Additional Information

Industry standards for data architecture are established to improve interoperability vertically along the supply chain, as well as horizontally among peer organizations. Many healthcare organizations share data but do not have a common standard. Consequently, they experience significant decreases in match rates when exchanging data. This has been evident even among organizations that have high internal patient demographic record matching rates.

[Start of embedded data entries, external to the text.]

PR #1787, opened 2023-05-10
ls: format opt

### LINKED ISSUE #325: Add --format support for command output

crazy-max:
fixes #325
follow-up https://github.com/docker/buildx/pull/830 with just the `format` opt.

```
$ docker buildx ls
NAME/NODE             DRIVER/ENDPOINT                                             STATUS     BUILDKIT   PLATFORMS
builder               docker-container
 \_ builder0           \_ unix:///var/run/docker.sock                             running    v0.11.6    linux/amd64, linux/amd64/v2, linux/amd64/v3, linux/arm64, linux/riscv64, linux/ppc64le
 \_ mac-mini-m1        \_ tcp://mac-mini-m1.home.foo.com:2376                     stopped               linux/arm64*
builder2*             docker-container
 \_ builder20          \_ unix:///var/run/docker.sock                             running    v0.11.6    linux/amd64, linux/amd64/v2, linux/amd64/v3, linux/arm64, linux/riscv64, linux/ppc64le
remote-builder        remote
 \_ remote-builder0    \_ docker-container://buildx_buildkit_dk-remote-builder0   inactive
 \_ aws_graviton2      \_ tcp://10.0.0.1:1234                                     running               darwin/arm64*, linux/arm64*, linux/arm/v5*, linux/arm/v6*, linux/arm/v7*, windows/arm64*
 \_ linuxone_s390x     \_ tcp://10.0.0.2:1234                                     running               linux/s390x*
default               docker
 \_ default            \_ default                                                 running    v0.8.2     linux/amd64, linux/arm64, linux/riscv64, linux/ppc64le, linux/s390x, linux/386
desktop-linux         docker
 \_ desktop-linux      \_ desktop-linux                                           error
desktop-windows       docker
 \_ desktop-windows    \_ desktop-windows                                         error
docker2010            docker
 \_ docker2010         \_ docker2010                                              running    v0.8.2     linux/amd64, linux/arm64, linux/riscv64, linux/ppc64le, linux/s390x, linux/386

Failed to get status for desktop-linux (desktop-linux): protocol not available
Failed to get status for desktop-windows (desktop-windows): protocol not available
```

The development of standard data attributes cannot occur accidentally. Accordingly, regulators and industry organizations typically play a critical role in motivating the creation and adoption of data architecture standards. To take an example from another industry, the Mortgage Industry Standards Maintenance Organization (MISMO) was created in 1999 to develop a common language for the exchange of information across the residential finance industry. While most regulators and housing agencies now require MISMO standards, achieving universal adoption of the standards has been a multi-year effort.

The implemented technology environment and workflow within large healthcare organizations is extensive. In some cases, it is not feasible to modify aged systems, especially those that will soon be retired. Organizations should examine the pros and cons of various standards for every system they build or buy, and document exceptions as they arise.

Example Work Products

  • Standards tailoring guidance (e.g., what criteria is applied to determine if some data stores are exempt from standards)
  • Standards exceptions documentation
  • Proposals for new or modified data standards based on regulatory requirements

Practice Evaluation Questions

Tier 1: Foundational

1.1 Are data standards, such as data representations, security, access, and provisioning, defined and followed?

Tier 2: Building

2.1 Are data standards reviewed with business stakeholders and approved by data governance?

Tier 3: Advanced

3.1 Does the organization align its data store designs, the exchange of data, and data access permissions with selected standards?

3.2 Is the organization aware of and selectively implementing external standards relevant to patient demographic data?